In (new) column SPACE_STATE, tablespace should be sown as 'BUSY'.

mysql> select * from information_schema.INNODB_TABLESPACES;
+------------+------------------+-------+ ... +----------------+-------------+
| SPACE      | NAME             | FLAG  |     | ALLOCATED_SIZE | SPACE_STATE |
+------------+------------------+-------+ ... +----------------+-------------+
|         56 | my_ts            | 26624 |     |          98304 | BUSY        |
+------------+------------------+-------+ ... +----------------+-------------+

Crash Recovery

During recovery after crash, unfinished (un)encryption operation is roll-forward.

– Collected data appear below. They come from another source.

PR #585, opened 2025-11-30
[PC] Refactor CB model runner to use vLLMs block pool

maxdebayser:
# Description

This PR paves the way to better integration with vLLMs KV Cache manager and also for the reuse of the prefix caching algorithms and data structures that are already integrated in the BlockPool and the KV cache managers.

In this PR, the padding blocks are managed outside of the KV cache manager which will make it easier to take the block mapping directly from the scheduler in the future.

For now this PR uses the FullAttentionManager which is a SingleTypeKVCacheManager for simplicity. The KV cache coordinators and the KVCacheManager are layers of indirection around this which deal with multiple types of attention and multiple KV Cache Groups. For now, since we don't support any of this yet I prefer to keep this PR simple.

In general this integration is pretty straigthforward. The only impedance mismatch that I've found is that the kv cache manager interface deals with numbers of tokens, while in the spyre model runner, we sometimes need to work directly with block allocation.

### DIFF
--- a/vllm_spyre/v1/worker/spyre_model_runner.py
+++ b/vllm_spyre/v1/worker/spyre_model_runner.py
@@ -867,7 +867,12 @@ class ContinuousBatchingSpyreModelRunner(SpyreModelRunner):
         self.block_pool = BlockPool(num_gpu_blocks=self.n_blocks + 1,
                                     enable_caching=False,
                                     enable_kv_cache_events=False)
-        attn_spec = KVCacheSpec(block_size=self.block_size)
+        attn_spec = FullAttentionSpec(
+            block_size=self.block_size,
+            # dummy values
+            num_kv_heads=1,
+            head_size=1,
+            dtype=torch.float16)
         self.kv_cache_manager = FullAttentionManager(
             kv_cache_spec=attn_spec,
             block_pool=self.block_pool,


vllm_spyre/v1/worker/spyre_model_runner.py
```diff
@@ -812,8 +815,6 @@ def __init__(
 
         self.block_size = SpyrePlatform.get_block_size()
 
-        # TODO: move to a KV cache manager
-        self.req_ids2blocks: dict[str, deque[int]] = {}
         # max number of blocks needed (reserved) per request id
         self.req_ids2reserved_blocks: dict[str, int] = {}
```
yannicks1: it seems to me that `self.req_ids2reserved_blocks` is the last thing related to block management left in the model runner. As far as I can tell there is no concept of reserved blocks in the `FullAttentionManager`. We could potentially derive a custom class from `FullAttentionManager` that adds `req_ids2reserved_blocks`... Not sure if this is something we want to do. Advantage: all block managing is then happening in the kv cache manager (not model runner and kv cache manager), downside: we need a custom class (which only adds one field tho...). WDYT?

vllm_spyre/v1/worker/spyre_model_runner.py
```diff
@@ -992,16 +1009,17 @@ def _prepare_prompt(
         self.req_ids2reserved_blocks[req_id] = n_reserved_blocks
 
         # filling block table and slot mapping
-        blocks = []
+
+        blocks = self.kv_cache_manager.allocate_new_blocks(
+            req_id, right_padding_tkv)
+
         slots = []
         for pos_i in range(right_padding_tkv):
```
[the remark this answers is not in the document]
maxdebayser: Yes, good idea. I ended up doing it in this PR with torch operations to be faster.

vllm_spyre/v1/worker/spyre_model_runner.py
maxdebayser: Note: the volumetric constraint is probably always lower than the available number of blocks. We need to verify this information and resolve this question in a future PR. @yannicks1

vllm_spyre/v1/worker/spyre_model_runner.py
```diff
@@ -863,7 +864,22 @@ def complete_warmup(self) -> None:
     def _set_blocks(self, num_blocks: int) -> None:
         # set number of available blocks and populate block_pool
         self.n_blocks = num_blocks - 1
-        self.block_pool = deque([i for i in range(1, self.n_blocks + 1)])
+        self.block_pool = BlockPool(num_gpu_blocks=self.n_blocks + 1,
+                                    enable_caching=False,
+                                    enable_kv_cache_events=False)
+        attn_spec = FullAttentionSpec(block_size=self.block_size,
```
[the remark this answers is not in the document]
maxdebayser: Actually, this might be tricky to do for now. We set the block size to the max model len in platform.py to disable vllm's paged attention scheduling: https://github.com/vllm-project/vllm-spyre/blob/d3c8b428b9064190aeec0f2e53f48b016d9bf7ad/vllm_spyre/platform.py#L183

vllm_spyre/v1/worker/spyre_model_runner.py
```diff
@@ -992,16 +1014,17 @@ def _prepare_prompt(
         self.req_ids2reserved_blocks[req_id] = n_reserved_blocks
```
tdoublep: I was a bit confused reading the code because I assumed this dictionary mapped the request id to the list of block IDs that were reserved, and couldn't understand how that interacted with the KV cache manager. Now I understand it is just the *number* of reserved blocks. Maybe we could change the name to something like `req_ids2num_reserved_blocks` or something (as a follow-up).

vllm_spyre/v1/worker/spyre_model_runner.py
```diff
@@ -1094,24 +1116,31 @@ def _prepare_decode(
         for req_id in req_ids:
             # adding new blocks if needed
             if self.tkv % self.block_size == 0:
-                self.req_ids2blocks[req_id].append(self.block_pool.popleft())
-            n_blocks = max(n_blocks, len(self.req_ids2blocks[req_id]))
+                req_state: SamplingRequestState = self.requests[req_id]
+                total_tokens = req_state.left_padding % self.block_size \
+                    + req_state.num_computed_tokens + 1
```
tdoublep: Could we add a comment to explain this formula (especially the `req_state.left_padding % self.block_size` bit)?

vllm_spyre/v1/worker/spyre_model_runner.py
yannicks1: we are actively discussing this. I agree that we should not change behavior in this PR. This PR is only refactoring/integrating upstream code. 

For #586 , follow up PRs: 
the current implementation in #586 (still using the reserved block concept) does not consider blocks with reference counts > 1 (prefix hits) neither in the scheduler nor in the model runner (which actually 'reserves' the number of blocks). 

As we opted for a prefix-caching unaware scheduler, the minimal thing we should do (probably in #586) is to modify the model runner to consider prefix hits when reserving the number of blocks. The scheduler is then still unaware of prefix hits when making decision for a new sequence, but the total number of available blocks is less conservative as it is considering the duplicates in the existing decode batch (blocks with reference count > 2)

In a next step (follow up PR) we can remove the concept of reserved blocks. I believe this should be doable by proving that the volumetric constraint is always stricter than the number of blocks constraint. if that is not given, we could indeed support preemption.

NOTE, this roll-forward is done in a background thread and recovery doesn't wait for this but it continues to start the server. So it is possible that server is started an ready to accept connection but (un)encryption process is being done in background.

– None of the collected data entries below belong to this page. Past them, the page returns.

PR #588, opened 2025-12-04
test: a few test configuration updates to have chunked prefill tests pass on Spyre

tjohnson31415:
# Description

In our internal CI we run unit tests on Spyre devices. This PR fixes some of the new Chunked Prefill tests to be able to pass on Spyre.

The two issues causing tests to fail:
- chunk size greater than max model length (due to vLLM default of 2048 or granite TP4 detection setting it to 4096)
- some edge case I don't fully understand in `test_single_cp_prefill` causing failure during inference with `DtException: No matching compiler iter found`

Also found that having `@pytest.mark.cpu` on all tests in `test_spyre_cp_scheduler_steps.py` is incorrect (the mark is automatically applied from the backend parameterization).

### DIFF
--- a/tests/e2e/test_spyre_cp_scheduler_steps.py
+++ b/tests/e2e/test_spyre_cp_scheduler_steps.py
@@ -11,7 +11,6 @@ from scheduling_utils import check_scheduler_inference_steps
 from spyre_util import ModelInfo
 
 
-@pytest.mark.cpu
 @pytest.mark.chunked_prefill
 @pytest.mark.full_model
 # These values are all parameterized for test sorting
@@ -152,7 +151,6 @@ def test_prefill_tkv_too_big(model: ModelInfo, backend: str,
     )
 
 
-@pytest.mark.cpu
 @pytest.mark.chunked_prefill
 @pytest.mark.full_model
 @pytest.mark.parametrize("max_num_seqs", [2])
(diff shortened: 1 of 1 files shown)


tests/e2e/test_spyre_cp_scheduler_steps.py
```diff
@@ -429,6 +429,13 @@ def test_single_cp_prefill(model: ModelInfo, backend: str,
         * number of prompts: 1
             * 0: len = 512, max tokens = 1, step joining = 0
     """
+    # max_model_len=514 tests an edge case in the scheduler, but does not work
```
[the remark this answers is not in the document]
tjohnson31415: I was wondering something like that as well, but values like 576, 640, 768 also didn't work in my testing.

tests/spyre_util.py
```diff
@@ -40,6 +41,10 @@ def patch_environment(use_cb: bool,
     monkeypatch.setenv("VLLM_SPYRE_DYNAMO_BACKEND", backend)
     monkeypatch.setenv("VLLM_SPYRE_USE_CHUNKED_PREFILL",
                        "1" if use_chunked_prefill else "0")
+    # NB: setting this env var explicitly is needed to set the desired value for
+    # the chunk size in the case that granite 8b TP4 is detected
```
joerunde: In that case wouldn't we also need to re-override the internal config for `max_num_batched_tokens` as well?

joerunde: very hot 🌶️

During recovery, DDL logs are read to get the tablespaces for which (un)encryption process id unfinished. With this information, page 0 for each tablespace is read to make sure :

  • Which operation was goping on (Encryption or Unencryption)
  • Till what page # operation was successful.

And after that, respective operation is resumed for each tablespace. Details below:

Following datastructure is used to keep the tablespace, operation and progress :

struct recv_encryption_ts_record {
        /** tablespace id */
        space_id_t      space_id;

        /** Operation type Encryption/Unencryption */
        byte            operation;

        /** Progress, Max number of pages operation is done with */
        uint            progress;
};

/* A list where each element represents (Un)encryption progress for a tablespace */
extern std::list recv_encr_ts_list;

With above list (recv_encr_ts_list) is populated, we have information of all tablespaces with unfinished (Un)Encryption operation. Following method is to be executed in a separate thread to resume the operation.

/** Resume Encrypt/Unencrypt for tablespace(s) post recovery.
@param[in]      record_list     list (Tablespace, operation and progress)
@return 0 for success, otherwise error code */
dberr_t
fsp_resume_encryption_unencryption(
        std::list record_list)
{
  while (auto it : record_list)
  {
     fsp_encrypt_or_unencrypt_tablespace (it.space_id, it.progress + 1, it.operation)
  }
}

NOTE : There is a single background thread, doing this resume operation, so tablespaces (un)encryption resume operation will be done in sequentially. Which should be Ok as this is not very frequent scenario.